Disciplinado desde jovem, Anísio fez história pela forma ética e honesta como exerceu os cargos públicos, através dos projetos, anteprojetos e bases para planos de organização dos sistemas educacionais, dão prova da competência e sabedoria do educador baiano. Anísio foi sem dúvida um homem que teve uma influência decisiva numa verdadeira revolução educacional, tudo que hoje no Brasil se discute em matéria de educação remete a Anísio Teixeira. Os educadores atuais não conhecem a obra de Anísio, e sim episódios e momentos isolados de sua vida. Uma grande vida de pensamento e ação, que ousou mudanças num Brasil atrasado. Anísio abriu um caminho para o povo brasileiro ser educado numa escola pública universal. Se as atividades da Escola Parque tivesse tido seqüência, continuidade, se ela realmente tivesse sido erguida como uma verdade verdadeira, completa teria mudado muito o povo brasileiro, teria dado aos brasileiros elementos de liberdade que até hoje não temos.

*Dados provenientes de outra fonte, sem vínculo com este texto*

PR #4665, opened 2018-06-01
refdb_fs: fix regression: failure when globbing for non-existant references

### LINKED ISSUE #4664: Regression: Refdb glob
### Reproduction steps
Call ```git_revwalk_hide_glob``` with a ref that doesn't exist, something like ```refs/heads/notmaster```

### Expected behavior
No error.

### Actual behavior
Errors out with an error similar to the following:

`failed to open directory '/Users/jacquesg/github/p5-Git-Raw/.build/FmeM1xl2sg/t/test_repo/.git//refs/heads/notmaster/': No such file or directory`

Introduced by 20a2b02d9a1bcb4825ec49605146223c565dcacf

Linux

neithernut:
Fixes #4664.

### DIFF
--- a/src/refdb_fs.c
+++ b/src/refdb_fs.c
@@ -538,10 +538,14 @@ static int iter_load_loose_paths(refdb_fs_backend *backend, refdb_fs_iter *iter)
 	}
 
 	if ((error = git_buf_printf(&path, "%s/", backend->commonpath)) < 0 ||
-		(error = git_buf_put(&path, ref_prefix, ref_prefix_len)) < 0 ||
-		(error = git_iterator_for_filesystem(&fsit, path.ptr, &fsit_opts)) < 0) {
+		(error = git_buf_put(&path, ref_prefix, ref_prefix_len)) < 0) {
 		git_buf_free(&path);
 		return error;
+	}
+
+	if ((error = git_iterator_for_filesystem(&fsit, path.ptr, &fsit_opts)) < 0) {
+		git_buf_free(&path);
+		return (iter->glob && error == GIT_ENOTFOUND)? 0 : error;
 	}
 
 	error = git_buf_sets(&path, ref_prefix);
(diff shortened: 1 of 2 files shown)


neithernut:
@jacquesg could you confirm whether this fixes the issue you reported?

jacquesg:
@neithernut Confirmed, I no longer see the previous failures. Thanks!

src/refdb_fs.c
```diff
@@ -538,12 +538,16 @@ static int iter_load_loose_paths(refdb_fs_backend *backend, refdb_fs_iter *iter)
...
-		(error = git_buf_put(&path, ref_prefix, ref_prefix_len)) < 0 ||
-		(error = git_iterator_for_filesystem(&fsit, path.ptr, &fsit_opts)) < 0) {
+		(error = git_buf_put(&path, ref_prefix, ref_prefix_len)) < 0) {
 		git_buf_free(&path);
 		return error;
 	}
 
+	if ((error = git_iterator_for_filesystem(&fsit, path.ptr, &fsit_opts)) < 0) {
+		git_buf_free(&path);
+		return (iter->glob && error == GIT_ENOTFOUND)? 0 : error;
```
pks-t: Is it necessary to check whether we have a globbing iterator or not? In the case where the iterator is not using globs, we're always using "refs/" as our entrypoint, and absence of that would certainly be unexpected. What is our current failure mode in that case? Do we error out or do we just report 0 references?

pks-t:
The fixup makes sense to me, thanks. Just waiting for some clarification on my comment and then I'd be good to merge

src/refdb_fs.c
neithernut: The error gets propagated to the caller. I felt that it would be wrong to hide the error in this case. And the additional check hints at why `GIT_ENOTFOUND` can be ignored.

neithernut:
Squashed in order to save a round-trip.

pks-t:
Waiting a few days whether there's feedback by others

pks-t:
Thanks again for your fix!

Um fato pouco conhecido na carreira do educador Anísio Teixeira, é a criação na Bahia da primeira Fundação para o Desenvolvimento da Ciência em 1950 e fez inserir na Constituinte baiana. Este é o primeiro órgão institucionalmente estabelecido num espaço gerencial para as atividades da ciência e da tecnologia em todo o país. Este fato é realmente surpreendente, pouco conhecido e divulgado, certamente porque o brilho de Anísio foi tão grande na área da educação, que sua contribuição para a área da ciência e da tecnologia, para estruturação, disciplinamento das atividades de ciência e tecnologia em nível de governo em nível de estado ficaram inominadas.